Would you restate the data exactly as given?

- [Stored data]
*****

PR #1199, opened 2024-10-08
fix: Fix tests running on latest

joe-yeager:
## Description and Context

- Update the `lastestPublish` action to globally install the CLI
- Update the tests to no longer use `npx` and instead use the globally installed `hs` command.  `npx` was causing a ton of flakey behavior.
- Dockerize the tests
- Update the `test-docker` docker `npm` script to run the ATs
- Remove the `CLI_VERSION` env variable in favor of `USE_INSTALLED`.  
    - If you want to test a particular version you can do either: 
      - `npm install -g @hubspot/cli@version && npm run test-cli`
      - Update the version being installed in the Dockerfile and run `npm run test-docker`

### DIFF
--- a/acceptance-tests/tests/create.spec.ts
+++ b/acceptance-tests/tests/create.spec.ts
@@ -118,9 +118,6 @@ describe('hs create', () => {
     ).toBe(true);
   });
 
-  // For some reason, this test is getting tripped up on the creation.
-  // I verified it's just the test though, not the code, so
-  // instead we just check for some output to make sure the command runs
   it('api-sample', async () => {
     const out = await testState.cli.execute(
       ['create', FOLDERS.apiSample.name, FOLDERS.apiSample.name],
--- a/acceptance-tests/tests/create.spec.ts
+++ b/acceptance-tests/tests/create.spec.ts
@@ -1,6 +1,5 @@
 import { ENTER } from '../lib/prompt';
 
-import { existsSync } from 'fs';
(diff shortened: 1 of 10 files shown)


acceptance-tests/tests/create.spec.ts
```diff
@@ -16,22 +15,27 @@ const FOLDERS = {
   },
   websiteTheme: {
     folder: 'website-theme',
+    name: 'website-theme',
```
joe-yeager, line 18: I was in this file and noticed these were inconsistently used and used made it consistent.  This is pretty much unrelated to the rest of the changes.

package.json
```diff
@@ -28,7 +28,7 @@
     "test-cli": "yarn --cwd 'acceptance-tests' test-ci",
     "test-cli-debug": "yarn --cwd 'acceptance-tests' test-debug",
     "test-cli-qa": "yarn --cwd 'acceptance-tests' test-qa",
-    "test-docker": "yarn build-docker && docker container run -it --rm --name=hs-cli-container hs-cli-image yarn test",
+    "test-docker": "yarn build-docker && docker container run -it --rm --name=hs-cli-container hs-cli-image yarn test-cli",
```
joe-yeager, line 31: This was set to run the unit tests and I changed it to use the ATs instead.  I'm not sure why we would want to run the unit tests in a docker container, but I can add another command if we would like to.

brandenrodgers (approved):
🎉

PR #1200, opened 2024-10-09
Use workflows in acceptance tests

brandenrodgers:
## Description and Context

This switches up our pattern for acceptance tests from testing individual commands to testing workflows. This is a better way for us to be testing because most commands rely on certain assets existing in either the current working directory or somewhere in HubSpot. This pattern also makes our test more accurately follow the flows that our users will be taking while working with the CLI.

This makes it easier for us to run the tests against accounts without having to go into them and manually create the assets that the tests rely on.

I left in a folder for testing individual commands because I think that option will still be valuable in some scenarios.

Note: I removed the CLI_PATH env variable because it wasn't being used anywhere. We now support running the latest installed version of the CLI so we don't need this option anymore.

*****

- [TASK OUTPUT]
PR #1199, opened 2024-10-08
fix: Fix tests running on latest

joe-yeager:
## Description and Context

- Update the `lastestPublish` action to globally install the CLI
- Update the tests to no longer use `npx` and instead use the globally installed `hs` command.  `npx` was causing a ton of flakey behavior.
- Dockerize the tests
- Update the `test-docker` docker `npm` script to run the ATs
- Remove the `CLI_VERSION` env variable in favor of `USE_INSTALLED`.  
    - If you want to test a particular version you can do either: 
      - `npm install -g @hubspot/cli@version && npm run test-cli`
      - Update the version being installed in the Dockerfile and run `npm run test-docker`

### DIFF
--- a/acceptance-tests/tests/create.spec.ts
+++ b/acceptance-tests/tests/create.spec.ts
@@ -118,9 +118,6 @@ describe('hs create', () => {
     ).toBe(true);
   });
 
-  // For some reason, this test is getting tripped up on the creation.
-  // I verified it's just the test though, not the code, so
-  // instead we just check for some output to make sure the command runs
   it('api-sample', async () => {
     const out = await testState.cli.execute(
       ['create', FOLDERS.apiSample.name, FOLDERS.apiSample.name],
--- a/acceptance-tests/tests/create.spec.ts
+++ b/acceptance-tests/tests/create.spec.ts
@@ -1,6 +1,5 @@
 import { ENTER } from '../lib/prompt';
 
-import { existsSync } from 'fs';
(diff shortened: 1 of 10 files shown)


acceptance-tests/tests/create.spec.ts
```diff
@@ -16,22 +15,27 @@ const FOLDERS = {
   },
   websiteTheme: {
     folder: 'website-theme',
+    name: 'website-theme',
```
joe-yeager, line 18: I was in this file and noticed these were inconsistently used and used made it consistent.  This is pretty much unrelated to the rest of the changes.

package.json
```diff
@@ -28,7 +28,7 @@
     "test-cli": "yarn --cwd 'acceptance-tests' test-ci",
     "test-cli-debug": "yarn --cwd 'acceptance-tests' test-debug",
     "test-cli-qa": "yarn --cwd 'acceptance-tests' test-qa",
-    "test-docker": "yarn build-docker && docker container run -it --rm --name=hs-cli-container hs-cli-image yarn test",
+    "test-docker": "yarn build-docker && docker container run -it --rm --name=hs-cli-container hs-cli-image yarn test-cli",
```
joe-yeager, line 31: This was set to run the unit tests and I changed it to use the ATs instead.  I'm not sure why we would want to run the unit tests in a docker container, but I can add another command if we would like to.

brandenrodgers (approved):
🎉

PR #1200, opened 2024-10-09
Use workflows in acceptance tests

brandenrodgers:
## Description and Context

This switches up our pattern for acceptance tests from testing individual commands to testing workflows. This is a better way for us to be testing because most commands rely on certain assets existing in either the current working directory or somewhere in HubSpot. This pattern also makes our test more accurately follow the flows that our users will be taking while working with the CLI.

This makes it easier for us to run the tests against accounts without having to go into them and manually create the assets that the tests rely on.

I left in a folder for testing individual commands because I think that option will still be valuable in some scenarios.

Note: I removed the CLI_PATH env variable because it wasn't being used anywhere. We now support running the latest installed version of the CLI so we don't need this option anymore.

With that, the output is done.